We present the concept design of the cryogenic feedbox for the superconducting dipole and quadrupole/multi-pole magnets of the Super-FRS (FRagment Separator) project. It also includes the warm gas control and management, the instrumentation and the control logic related with different operation modes of the magnet cooling. As one of the most important trip scenarios for cryogenic facilities, the over pressure in the magnet helium vessel caused by quench has been simulated for a prototype dipole. For safety reason, the safety relief valve and its sizing have also been taken into account.

Fast Ramped Quadrupoles for the Transition Jump Scheme of the SIS100 Synchrotron of the FAIR Project

A gamma transition jump scheme has been developed for the heavy ion synchrotron SIS100 to modify the gamma transition during the acceleration of protons in such a way that the speed at which the relativistic gamma of the beam crosses the transition gamma is increased by two orders of magnitude. The transition crossing will be at gamma = 8.9, which corresponds to a kinetic proton energy of 7.4 GeV and a beam rigidity of about 28 Tm. The scheme employs fast-ramped quadrupoles with a ramping time of 0.5 ms from the maximum integral gradient of 0.4 T to the minimum integral gradient of minus 0.4 T. Each of the 12 fast ramped quadrupoles is embedded inside the cryostats of the so-called quadrupole doublet modules together with two main superconducting quadrupoles and one corrector magnet. The vacuum chamber, coils, and iron yoke are cooled with liquid helium. Nevertheless, the coils are made of standard copper tubes with a residual resistivity ratio of approximately 100 to avoid quench problems due to the fast ramping. The requirements and design of these normal conducting magnets inside the cryogenic environment are described.

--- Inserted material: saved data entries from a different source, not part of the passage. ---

PR #411, opened 2024-03-21
feat: impl AsRef for Bytes32 and Bytes48

Rjected:
These impls are nice to have and trivial to impl


jtraglia (approved):
LGTM 👍 makes sense to have these, thanks!

PR #412, opened 2024-03-26
use strutils.escape to handle special characters in KZG directory paths in Nim bindings

tersec:
- https://github.com/status-im/nimbus-eth2/issues/6093

### DIFF
--- a/bindings/nim/kzg_abi.nim
+++ b/bindings/nim/kzg_abi.nim
@@ -22,8 +22,8 @@ when not defined(kzgExternalBlst):
 
 {.compile: srcPath & "c_kzg_4844.c"}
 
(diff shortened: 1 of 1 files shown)


jtraglia (approved):
Oh that's a good thing to fix. LGTM 👍

@tersec would you like us to cut a new v1.0.1 release after merging this?

tersec:
> Oh that's a good thing to fix. LGTM 👍
> 
> @tersec would you like us to cut a new v1.0.1 release after merging this?

That would be useful, yes

jtraglia:
Okay no problem. I'd like to confirm it with the team first. Should have it out by tomorrow morning.

PR #419, opened 2024-04-22
In Python setup file, change directory instead of using absolute paths

jtraglia:
This PR should fix a Windows issue associated with #415.

### DIFF
--- a/setup.py
+++ b/setup.py
@@ -1,35 +1,27 @@
+from os import chdir
 from pathlib import Path
 from platform import system
 from setuptools import setup, Extension
 from setuptools.command.build_ext import build_ext
 from subprocess import check_call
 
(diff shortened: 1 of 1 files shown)


jtraglia:
For some reason, this fixes an issue I'm having building/testing the python bindings on my development machine.

```
No eggs found in /var/folders/qb/vp1kjmrs03zczc9rnd4mdg9m0000gn/T/easy_install-fagxc9ra/ckzg-1.0.1/egg-dist-tmp-9ugrvgp2 (setup script problem?)
error: The 'ckzg==1.0.1' distribution was not found and is required by the application
make: *** [install] Error 1
```

With this PR, things just work. So I'm going to merge this.

PR #420, opened 2024-04-29
Fix broken nodejs/csharp CI tests

jtraglia:
Noticed some issues with macOS on these tests. This PR investigates & fixes these issues.

* For the nodejs tests, Python wasn't properly setup first.
  * This prevented `setuptools` from being installed. 
* For csharp, `macos-latest` now defaults to an arm64 runner.
  *  We were attempting to use the x86_64 library, which failed to load.


asn-d6 (approved):
LGTM! Thanks!

Babbz86 (commented):
Awesome fixing node ja chsarp tests for cl

Babbz86 (commented):
Fixing node ja using chsarp and cl 😀

PR #421, opened 2024-04-29
feat: update node bindings

matthewkeil:
Updates README.md with new DAS functions.

**note: also turned on exceptions for node.  Is a bug that needed to be fixed.  Node can potentially throw errors and if exceptions are not turned on there are additional checks during allocations and getting data from the isolate that need to happen.  Those checks are extremely verbose.  Is better to turn on exceptions**

https://github.com/nodejs/node-addon-api/blob/main/doc/error_handling.md#handling-errors-with-maybe-type-and-c-exceptions-disabled

### DIFF
--- a/bindings/node.js/README.md
+++ b/bindings/node.js/README.md
@@ -7,7 +7,7 @@ API. The core functionality was originally a stripped-down copy of
 since then. This package wraps that native `c-kzg` C code in C/C++ NAPI
 bindings for use in node.js applications.
 
-Spec: https://github.com/ethereum/consensus-specs/blob/dev/specs/eip4844/polynomial-commitments.md
+Spec: <https://github.com/ethereum/consensus-specs/blob/dev/specs/eip4844/polynomial-commitments.md>
 
 ## Prerequisites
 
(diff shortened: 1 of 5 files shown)


bindings/node.js/README.md
```diff
@@ -7,7 +7,7 @@ API. The core functionality was originally a stripped-down copy of
 since then. This package wraps that native `c-kzg` C code in C/C++ NAPI
 bindings for use in node.js applications.
 
-Spec: https://github.com/ethereum/consensus-specs/blob/dev/specs/eip4844/polynomial-commitments.md
+Spec: <https://github.com/ethereum/consensus-specs/blob/dev/specs/eip4844/polynomial-commitments.md>
```
jtraglia, line 10: This link is broken. Can we replace it with the following two links:

* https://github.com/ethereum/consensus-specs/blob/dev/specs/deneb/polynomial-commitments.md
* https://github.com/ethereum/consensus-specs/blob/dev/specs/_features/eip7594/polynomial-commitments-sampling.md

jtraglia (commented):
Looks good, thanks! Just one small thing.

bindings/node.js/README.md
matthewkeil: Updated.

matthewkeil:
@jtraglia Converted to draft until the other PR get approved/denied as I move the exception commit over and will revert that here

jtraglia (approved):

Solenoid Development for an Emittance Transfer Experiment With a Design Environment System

Various solenoids must be developed for different machines of the FAIR-Project. A solenoid design environment (SDE) has been developed to reduce expenditure of design time and work. The design environment is based on an Opera-2d input text file. Most significant physical and technical parameters of a solenoid are considered. Due to the axial symmetry, a two-dimensional solenoid model describes well the main characteristics of a real magnet. The first use of the SDE was the design of a solenoid for an emittance transfer experiment at GSI. The 36 cm long magnet creates a flux density of 1 Tesla at the center. The coil of the solenoid is separated in two halves to allow placing a movable stripping foil on the beam axis. Nevertheless, the magnet design avoids a local flux minimum in the center, since it might act as a trap of electrons. Creating a SDE and a solenoid with this tool takes a little more manpower than designing one solenoid without environment system. But in the future the SDE will help to decrease development time significantly.